%%
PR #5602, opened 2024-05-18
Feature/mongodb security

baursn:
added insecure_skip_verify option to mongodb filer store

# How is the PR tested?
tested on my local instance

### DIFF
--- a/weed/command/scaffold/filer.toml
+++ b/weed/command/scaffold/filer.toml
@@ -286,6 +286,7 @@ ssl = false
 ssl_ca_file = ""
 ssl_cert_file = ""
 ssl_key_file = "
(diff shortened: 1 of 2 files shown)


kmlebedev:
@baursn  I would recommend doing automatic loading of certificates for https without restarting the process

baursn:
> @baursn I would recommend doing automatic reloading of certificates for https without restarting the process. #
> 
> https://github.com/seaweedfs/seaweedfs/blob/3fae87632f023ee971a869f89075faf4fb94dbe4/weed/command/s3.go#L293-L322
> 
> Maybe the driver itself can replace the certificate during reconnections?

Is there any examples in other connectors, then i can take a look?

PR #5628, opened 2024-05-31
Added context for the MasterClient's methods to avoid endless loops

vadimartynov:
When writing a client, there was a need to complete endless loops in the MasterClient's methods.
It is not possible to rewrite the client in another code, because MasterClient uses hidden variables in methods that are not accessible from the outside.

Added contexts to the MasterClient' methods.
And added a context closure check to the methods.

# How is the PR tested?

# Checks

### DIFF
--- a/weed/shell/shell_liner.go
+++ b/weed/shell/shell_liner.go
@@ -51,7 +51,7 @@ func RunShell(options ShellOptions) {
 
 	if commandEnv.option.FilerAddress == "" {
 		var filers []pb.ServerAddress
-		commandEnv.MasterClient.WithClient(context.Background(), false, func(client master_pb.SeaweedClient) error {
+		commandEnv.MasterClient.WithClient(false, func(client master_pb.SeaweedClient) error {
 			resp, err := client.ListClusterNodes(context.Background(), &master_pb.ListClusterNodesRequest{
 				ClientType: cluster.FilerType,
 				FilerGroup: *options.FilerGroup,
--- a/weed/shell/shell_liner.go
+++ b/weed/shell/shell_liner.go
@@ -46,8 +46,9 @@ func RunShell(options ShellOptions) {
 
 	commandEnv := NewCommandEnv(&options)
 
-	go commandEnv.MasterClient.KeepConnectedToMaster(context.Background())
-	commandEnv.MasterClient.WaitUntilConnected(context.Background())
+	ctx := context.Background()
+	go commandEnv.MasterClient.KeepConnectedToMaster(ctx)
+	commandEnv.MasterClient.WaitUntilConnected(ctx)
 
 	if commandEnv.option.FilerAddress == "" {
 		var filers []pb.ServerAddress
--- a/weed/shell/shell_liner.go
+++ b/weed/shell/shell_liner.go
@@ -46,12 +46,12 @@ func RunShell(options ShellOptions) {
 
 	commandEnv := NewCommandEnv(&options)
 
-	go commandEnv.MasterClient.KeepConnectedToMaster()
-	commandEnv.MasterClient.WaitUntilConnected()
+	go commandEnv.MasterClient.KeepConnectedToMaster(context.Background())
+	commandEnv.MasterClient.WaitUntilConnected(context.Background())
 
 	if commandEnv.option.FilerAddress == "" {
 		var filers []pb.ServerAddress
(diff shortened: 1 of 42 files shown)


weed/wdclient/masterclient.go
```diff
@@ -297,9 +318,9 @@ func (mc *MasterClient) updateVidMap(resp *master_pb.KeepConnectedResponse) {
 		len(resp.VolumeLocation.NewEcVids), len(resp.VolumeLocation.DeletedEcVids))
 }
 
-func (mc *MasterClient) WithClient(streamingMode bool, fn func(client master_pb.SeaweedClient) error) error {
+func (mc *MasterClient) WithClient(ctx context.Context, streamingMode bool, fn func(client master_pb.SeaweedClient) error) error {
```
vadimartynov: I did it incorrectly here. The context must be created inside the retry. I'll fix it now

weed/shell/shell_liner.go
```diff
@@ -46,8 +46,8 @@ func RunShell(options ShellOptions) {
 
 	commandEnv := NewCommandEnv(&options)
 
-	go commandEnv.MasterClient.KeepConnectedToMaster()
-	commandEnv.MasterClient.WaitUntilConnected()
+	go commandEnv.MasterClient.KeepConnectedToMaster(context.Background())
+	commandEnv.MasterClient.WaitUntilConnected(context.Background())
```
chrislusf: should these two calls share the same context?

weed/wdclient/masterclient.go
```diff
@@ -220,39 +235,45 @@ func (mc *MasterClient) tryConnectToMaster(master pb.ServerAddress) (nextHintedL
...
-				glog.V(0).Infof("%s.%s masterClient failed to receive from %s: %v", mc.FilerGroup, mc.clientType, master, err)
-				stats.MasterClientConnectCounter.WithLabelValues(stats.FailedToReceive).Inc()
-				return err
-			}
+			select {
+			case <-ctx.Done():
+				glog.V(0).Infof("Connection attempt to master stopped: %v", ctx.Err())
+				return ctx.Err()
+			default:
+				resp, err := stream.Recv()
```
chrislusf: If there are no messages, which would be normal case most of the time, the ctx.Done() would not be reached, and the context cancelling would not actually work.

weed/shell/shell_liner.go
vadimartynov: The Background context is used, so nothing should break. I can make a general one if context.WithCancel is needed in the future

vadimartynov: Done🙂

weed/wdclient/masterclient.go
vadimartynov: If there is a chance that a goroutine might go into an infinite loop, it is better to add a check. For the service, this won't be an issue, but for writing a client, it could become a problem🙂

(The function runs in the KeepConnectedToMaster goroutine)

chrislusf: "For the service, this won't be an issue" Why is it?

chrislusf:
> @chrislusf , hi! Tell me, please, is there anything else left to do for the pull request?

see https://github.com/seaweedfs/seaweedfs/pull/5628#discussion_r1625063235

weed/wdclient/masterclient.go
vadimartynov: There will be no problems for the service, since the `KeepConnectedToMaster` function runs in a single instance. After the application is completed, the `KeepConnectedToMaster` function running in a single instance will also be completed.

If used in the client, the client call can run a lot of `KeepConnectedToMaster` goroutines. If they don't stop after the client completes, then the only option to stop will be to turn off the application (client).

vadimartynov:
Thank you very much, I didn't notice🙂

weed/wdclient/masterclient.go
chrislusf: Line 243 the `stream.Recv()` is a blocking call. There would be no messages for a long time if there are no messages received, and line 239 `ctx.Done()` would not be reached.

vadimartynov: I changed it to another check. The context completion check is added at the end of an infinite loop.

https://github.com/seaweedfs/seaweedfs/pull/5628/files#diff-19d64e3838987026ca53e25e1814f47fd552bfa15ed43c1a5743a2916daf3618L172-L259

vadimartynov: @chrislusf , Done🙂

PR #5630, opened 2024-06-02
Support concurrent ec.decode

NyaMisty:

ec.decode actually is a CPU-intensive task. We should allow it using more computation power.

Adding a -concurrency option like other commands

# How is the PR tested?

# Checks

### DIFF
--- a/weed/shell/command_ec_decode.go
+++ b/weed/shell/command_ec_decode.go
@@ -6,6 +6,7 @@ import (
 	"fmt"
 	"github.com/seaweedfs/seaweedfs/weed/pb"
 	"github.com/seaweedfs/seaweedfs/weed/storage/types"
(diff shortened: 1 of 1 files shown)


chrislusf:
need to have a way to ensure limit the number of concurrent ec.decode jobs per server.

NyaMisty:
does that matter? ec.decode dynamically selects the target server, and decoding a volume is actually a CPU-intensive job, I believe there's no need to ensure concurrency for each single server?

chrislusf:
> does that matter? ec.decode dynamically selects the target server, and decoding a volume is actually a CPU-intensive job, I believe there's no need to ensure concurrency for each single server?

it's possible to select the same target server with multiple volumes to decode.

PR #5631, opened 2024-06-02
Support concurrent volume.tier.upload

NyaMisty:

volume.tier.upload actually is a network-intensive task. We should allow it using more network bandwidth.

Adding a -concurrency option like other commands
%%
From the first line of the data through the line with "When writing a", quote each line exactly and add nothing else.

PR #5602, opened 2024-05-18
Feature/mongodb security

baursn:
added insecure_skip_verify option to mongodb filer store

# How is the PR tested?
tested on my local instance

### DIFF
--- a/weed/command/scaffold/filer.toml
+++ b/weed/command/scaffold/filer.toml
@@ -286,6 +286,7 @@ ssl = false
 ssl_ca_file = ""
 ssl_cert_file = ""
 ssl_key_file = "
(diff shortened: 1 of 2 files shown)


kmlebedev:
@baursn  I would recommend doing automatic loading of certificates for https without restarting the process

baursn:
> @baursn I would recommend doing automatic reloading of certificates for https without restarting the process. #
> 
> https://github.com/seaweedfs/seaweedfs/blob/3fae87632f023ee971a869f89075faf4fb94dbe4/weed/command/s3.go#L293-L322
> 
> Maybe the driver itself can replace the certificate during reconnections?

Is there any examples in other connectors, then i can take a look?

PR #5628, opened 2024-05-31
Added context for the MasterClient's methods to avoid endless loops

vadimartynov:
When writing a client, there was a need to complete endless loops in the MasterClient's methods.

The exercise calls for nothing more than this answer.